Implying one thing necessarily lead to another

en.wikipedia.org/wiki/Control_theory

This is control theory, that. Axises could be a reference to anything: time, distances, units in a store etc I guess you are not familiar will this

The Y axis is desired to be 1, which is impossible without negative feedback. To be even clearer, if you have to choose between only negative feedback and only positive feedback, you will pick the former if you are smart.

The pic is related with the post because comfort and saturation implies a culture without negative feedback. The lack of it is why we have these freaks-of-nature kinds of culture throughout history, like Aztec, Chinese, Japanese, Arabic, African, European Barbarians etc

It led to the abaondonment of written languages in the what once were hearts of civilizations. The written languages that survived were pigeon languages, which were more phonetic.

phoenician language was not some sort of pidgin, and its alphabet was the core for phonetic alphabets

> Axises could be a reference to anything: time, distances, units in a store etc I guess you are not familiar will this
The most dumbass thing I've read and I'm not that guy you're talking to, so according to you there's no need to address what do both axis represent???

It is not dumb, you just didn't understand. Control theory is the same applied to any dynamical system ie: simple mechanisms, self-driving cars, ant colonies etc it is abstract like numbers are in math. For example, you can apply Pythagoras Theorem in infinite ways and units, it doesn't matter what units and specific context you are in fact using in each case because the Theorem stays the same. So asking for "named" axioms is like asking what units are abstract triangles made of, which is stupid.

The graph shown doesn't actually represent anything except tendencies within numbers themselves. Axis are only applied when you notice a pattern in reality which happens to mirror the pattern which these numbers take.

You don't need to do that when most of your population is too fucking busy farming and you kept chopping heads off when some uppity little shit tries to rebel against you.

Wrong, and please refrain from answering for me if you don't really care about the subject.

Lu Xun argues that this is indeed the case. Or at least one reason why they did not develop easier writing systems, not necessarily that it was the original reason for creating the system.

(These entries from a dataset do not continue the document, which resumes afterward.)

PR #698, opened 2020-12-09
fix symbols style

### LINKED ISSUE #495: False-positive object_name_linter for `%<-%`
This line

    `%<-%` <- zeallot::`%<-%`

raises

> Variable and function name style should be snake_case.

AshesITR:
fixes #495

the major issue was that `as.character()` doesn't unescape XML entities. `xml2::xml_text()` should have been used instead.


R/object_name_linters.R
```diff
@@ -49,7 +49,8 @@ object_name_linter <- function(styles = c("snake_case", "symbols")) {
 
     # Retrieve assigned name
     nms <- strip_names(
-      as.character(xml2::xml_find_first(assignments, "./text()")))
+      xml2::xml_text(xml2::xml_find_first(assignments, "./text()"))
```
AshesITR, line 52: "%<-%" was turned into "%&lt;-%" by `as.character()`

R/object_name_linters.R
```diff
@@ -283,7 +284,7 @@ loweralnum <- rex(one_of(lower, digit))
 upperalnum <- rex(one_of(upper, digit))
 
 style_regexes <- list(
-  "symbols"     = rex(start, maybe("."), zero_or_more(none_of(alnum)), end),
+  "symbols"     = rex(start, zero_or_more(none_of(alnum)), end),
```
AshesITR, line 287: The empty name can occur here because symbols like `<-` are stripped before passing on to the regex.

R/object_name_linters.R
MichaelChirico: those look the same :thinking: anyway, yes the right fix

R/object_name_linters.R
MichaelChirico: this feels somewhat hacky... but OK for now.

MichaelChirico (approved):

R/object_name_linters.R
AshesITR: Funny how GitHub unescaped the XML entity. as.character had a AND lt SEMICOLON in its output.

R/object_name_linters.R
AshesITR: The reason is the other styles should allow e.g. `snake_case<-` as a function name

R/object_name_linters.R
MichaelChirico: ah right. i saw that & was on the XML tree & was puzzled for a minute and moved on. glad we have better test cases for this now.

R/object_name_linters.R
MichaelChirico: As long as applying those rules in the same order always works, we're OK, I'm just not 100% sure of that.

PR #702, opened 2020-12-15
stricter test for has_description

MichaelChirico:
Just got bit by find_package landing on a DESCRIPTION in a parent directory which is a folder.

Changed the has_description test to be a bit stricter.


AshesITR:
Could you add a test, e.g. using a mini Project with file structure

```
DESCRIPTION # file
dir
  |- DESCRIPTION # directory
  |  \- dummy_file # to have git track the directory
  \- R
      \- some_file.R
```

And testing the output of `find_package(path = "dir/R/some_file.R")`?
The root `DESCRIPTION` could be made a proper DESCRPITION file in dcf should we decide to check even more thoroughly in the future.

R/lint.R
```diff
@@ -287,7 +287,8 @@ lint_package <- function(path = ".", relative_path = TRUE, ...,
 
 
 has_description <- function(path) {
-  file.exists(file.path(path, "DESCRIPTION"))
+  desc_info <- file.info(file.path(path , "DESCRIPTION"))
+  !is.na(desc_info$size) && desc_info$size > 0 && !desc_info$isdir
```
MichaelChirico, line 291: @AshesITR any idea why we would get this same lint 3 times?

MichaelChirico:
Sorry, I'm not following what we're trying to test exactly. We run `lint_package` on `dir` and it finds a lint in `some_file`, is that right? Don't we need `R` to be a sibling of the "correct" DESCRIPTION then?

AshesITR:
I would keep the test atomic and only test that `find_package` returns the correct (expected) package directory.
No lints expected for this test IINM.

R/lint.R
AshesITR: Those three are from three different check runs.
I'd have expected two (one for lint changed files with `.lintr_new` and one for lint package with `.lintr`)

dragosmg: Running the same lint 3 times was my doing. It should have run only twice (as @AshesITR correctly indicated - once with `.lintr` and once with `.lintr_new`). One extra run was residual from my early testing when I was forcing a workflow to run on every push (to any branch). I've now removed that since it's excessive.

MichaelChirico:
I was thinking to run `lint_package` to get at the behaviour through the "public" (exported) API, but of course we could directly test `find_package` as well. WDYT

AshesITR:
Ah I see what you're getting at. That's a good point, would also be okay. In that case the DESCRIPTION directory should have a sibling directory named R which contains sources with lints.

AshesITR:
@MichaelChirico Do you want to add a test for this so we can ship it with 3.0.0?
The change itself looks good to me.

AshesITR (approved):
LGTM

PR #703, opened 2020-12-27
Include "demo" directory in `lint_package`

dmurdoch:
Demos are typically R code, so should be linted.


AshesITR:
Thanks for the suggestion. Could you add a note to `NEWS.md`?

AshesITR (approved):

AshesITR:
Thank you 😄

PR #707, opened 2021-01-02
remove superfluous GHA lint workflow on push to any branch

### LINKED ISSUE #706: Configure GHA on push to only run on master branch
Currently when we do a PR from a branch in jimhester/lintr, both GHA on PR and on push are triggered.
Since the only "official" branch is master, we should deactivate the lint on push Action for all other branches since those would be linted by the lint on PR action with the same linters anyway.

@dragosmg is my understanding correct?

Here is an example from #702 where the same lint appears three times where I'd expect two times (one from linting with `.lintr` and one from linting with `.lintr_new`)
https://github.com/jimhester/lintr/pull/702/files/dcb2b8ffde7125bb629847d64320bf4b3cc4f215#diff-097ee63901f8ab79779c19b0edad2fe12ab0367507988e41526664eb789f4a72

dragosmg:
closes #706

### DIFF
--- a/.github/workflows/lint.yaml
+++ b/.github/workflows/lint.yaml
@@ -3,7 +3,6 @@ on:
     branches:
       - main
       - master
-      - "**"
   pull_request:
     branches:
       - main


AshesITR (approved):
Thanks for the quick fix 😄

Issue #474, opened 2020-03-30
inline_data in lint()


maelle:
I've just seen the code blocks related to `inline_data` in `lint()` and tried running

```r
filename <- "1+1\n2+2\n3+3"
lint(filename)
```

in RStudio which gave an error because the markers' file is "`<text>`"

https://github.com/jimhester/lintr/blob/edb3b12aac25d57759fb20dcd0171ba510d6242f/R/lint.R#L109-L114

* Is `lint()` for inline data actually used? (it's not documented as far as I could tell)
* If so, I suppose this is a bug report.

```r
Error in .rs.normalizePath(marker$file, mustWork = TRUE) : 
  path[1]="<text>": No such file or directory
Backtrace:
 1. (function (x, ...) ...
 2. lintr::print.lints(x)
 3. lintr::rstudio_source_markers(x) R/methods.R:57:6
 4. rstudioapi::callFun(...) R/lint.R:355:2
 5. f(...)
 6. base::lapply(...)
 7. FUN(X[[i]], ...)
 9. .rs.normalizePath(marker$file, mustWork = TRUE)
```

russHyde:
Are you using a modern version of lintr? I get the following (outside rstudio):
``
library(lintr)
> filename <- "1+1\n2+2\n3+3"
> lint(filename)
<text>:1:2: style: Put spaces around all infix operators.
1+1
~^~
<text>:2:2: style: Put spaces around all infix operators.
2+2
~^~
<text>:3:2: style: Put spaces around all infix operators.
3+3
```

**Comment by maelle** [comment]
oh sorry this is _inside_ RStudio only.

**Comment by russHyde** [comment]
Confirmed this in rstudio

**Comment by russHyde** [comment]
Just checked this again in Rstudio 1.1.456 with current master of lintr (3dbf24d5c7411471cd674e8db51a2b0b508b2aac) and could no longer confirm this bug.

```
library(devtools)
load_all() # load master {lintr}
filename <- "1+1\n2+2\n3+3"
lint(filename)
<text>:1:2: style: Put spaces around all infix operators.
1+1
~^~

pinyin.info/readings/lu_xun/writing.html
"6. Consequently Literature Became a Rare Commodity"

Absolutely wrong.
Historically, what do you think the Chinese bureaucracy and the whole shebang was?
en.wikipedia.org/wiki/Imperial_examination

Similarly Edo period Japan had very high literacy rates which helped them a lot when they decided to Westernize

Linguistically, you're also wrong.
The Chinese writing system is very simple, it just requires a lot of memorization. The fact that it relies on symbols rather than on sounds allowed the Chinese to expand their writing system to their whole language family.

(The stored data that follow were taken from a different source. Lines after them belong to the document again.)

PR #883, opened 2021-11-08
new package_startup_linter

### LINKED ISSUE #882: onload_package_startup_linter for packageStartupMessage() inside .onLoad()?
Using `packageStartupMessage()` in the `.onLoad()` hook is an `R CMD check` `NOTE`. So I think it makes sense to offer a linter to detect that as an early warning.

MichaelChirico:
Closes #882


AshesITR:
This needs a `document()` to update the collate directive.

MichaelChirico:
@AshesITR you were indeed right -- `message()`, and `cat()`, `writeLines()`, and `print()`, are all blocked in both `.onLoad()` and `.onAttach()`. The carve-out was `packageStartupMessage()` is allowed in `.onAttach()`, but not `.onLoad()`.

Here is the minimal version of a linter that catches all of the `.onLoad()`/`.onAttach()` issues that QC.R --> `R CMD check` does.

We could fine-tune this further in a variety of ways:

 - Make the lint message more precise by matching the specific culprit function, instead of mentioning several functions at once
 - Add options to turn on/off the various checks
 - Add an option to match `base` behavior strictly (we currently take two extra liberties, namely, base accepts `...` as an argument name, and allows `require` and `library` to be used as `name`s, and hence in `sapply()`/`lapply()` style)

LMK which of these we should aim to land in this initial PR, or any other feedback.

AshesITR:
Nice work!

A more precise lint message would be cool - we do that in the unwanted function linter as well IIRC.
I don't think there is a need for turning off specific checks for this linter
Following suit from the actual NOTE generated by counting  `...` as a bad argument specification for `.onLoad` and `.onAttach` seems okay to me as well.

Also, QC.R does similar checks for `.onUnload` and  `.onDetach`. Do we want these as well?
 And if so, do we want to put them in this linter or in a separate `package_unload_linter`?
If we add them here, the name could be `package_hooks_linter`or `package_ns_hooks_linter` to clarify scope and intent.

MichaelChirico:
> Following suit from the actual NOTE generated by counting ... as a bad argument specification for .onLoad and .onAttach seems okay to me as well.

To clarify, currently `R CMD check` considers `.onLoad <- function(...) { }` as OK, but the linter as currently written does not allow this.

I think it makes sense to check for `.onUnload()` stuff too, good idea! And I don't think there's much of a use case for separating `.onLoad()` and `.onUnload()` checks, so I'll combine them here.

MichaelChirico:
Should be ready for another review

AshesITR (dismissed):
LGTM, nice work and very comprehensive tests!

AshesITR (approved):

MichaelChirico:
funnily enough .onUnload seems excluded from the detach hook checks in QC.R. only .Last.lib and .onDetach, somewhat puzzlingly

However the chinese script doesn't work very well with either Korean (which developed on its own arguably one of the best writing system of all time, Hangul)or Japanese (which adapted it to fit their language, thereby including phonetic signs).

youtube.com/watch?v=5oPTcam3_BE

youtube.com/watch?v=K53oCDZPPiw

youtube.com/watch?v=aHC3i6N9Wvk

It's very useful IMO. If you speak French and I speak Russian and we don't understand eachother we could both write letters in exchange. It works because they have the exact same meaning regardless of spoken language. If the entire globe had commited to this system then who knows how the present might be.

Certainly if you see these characters every day since birth it might not be a problem to learn and use.

These things are incomparable dumbass.

Modern Chinese is more phonetic than ideographic.

四 in ancient times used to mean "snout." Now it means "four." Why? Because it's pronounced as "four."